_Task statement:_ In which lines of the data does the string "absolute" appear? Copy every one.

_Data section:_
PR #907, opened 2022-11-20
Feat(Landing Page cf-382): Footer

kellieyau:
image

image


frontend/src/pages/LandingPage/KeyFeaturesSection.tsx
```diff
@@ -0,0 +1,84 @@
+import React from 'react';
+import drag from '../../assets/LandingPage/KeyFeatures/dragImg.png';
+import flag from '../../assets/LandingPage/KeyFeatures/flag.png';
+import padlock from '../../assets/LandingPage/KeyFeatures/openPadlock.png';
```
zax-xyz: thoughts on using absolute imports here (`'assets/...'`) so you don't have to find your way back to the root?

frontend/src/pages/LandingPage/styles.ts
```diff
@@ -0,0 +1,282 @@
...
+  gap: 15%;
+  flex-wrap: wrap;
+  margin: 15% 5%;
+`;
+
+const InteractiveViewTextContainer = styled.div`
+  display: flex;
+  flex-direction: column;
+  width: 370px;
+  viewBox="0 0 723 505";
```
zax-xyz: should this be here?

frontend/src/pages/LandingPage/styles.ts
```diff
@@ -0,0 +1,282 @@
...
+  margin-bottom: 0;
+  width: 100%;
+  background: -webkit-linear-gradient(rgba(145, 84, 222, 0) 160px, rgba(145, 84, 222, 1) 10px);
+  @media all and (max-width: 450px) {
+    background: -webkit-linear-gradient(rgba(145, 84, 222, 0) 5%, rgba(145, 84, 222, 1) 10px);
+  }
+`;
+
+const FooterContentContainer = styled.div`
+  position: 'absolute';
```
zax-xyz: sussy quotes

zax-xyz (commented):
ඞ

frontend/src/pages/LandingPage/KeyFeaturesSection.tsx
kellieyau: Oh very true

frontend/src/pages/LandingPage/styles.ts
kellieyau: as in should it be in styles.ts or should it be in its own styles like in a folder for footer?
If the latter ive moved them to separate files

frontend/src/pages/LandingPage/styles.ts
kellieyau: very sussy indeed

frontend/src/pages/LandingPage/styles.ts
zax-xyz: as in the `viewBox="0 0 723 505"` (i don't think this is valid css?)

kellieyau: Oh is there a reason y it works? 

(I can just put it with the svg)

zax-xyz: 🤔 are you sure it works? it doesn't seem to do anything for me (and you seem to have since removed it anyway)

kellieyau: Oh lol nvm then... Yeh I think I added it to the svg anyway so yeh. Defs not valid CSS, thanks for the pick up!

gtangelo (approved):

_Worked solution:_
zax-xyz: thoughts on using absolute imports here (`'assets/...'`) so you don't have to find your way back to the root?
+  position: 'absolute';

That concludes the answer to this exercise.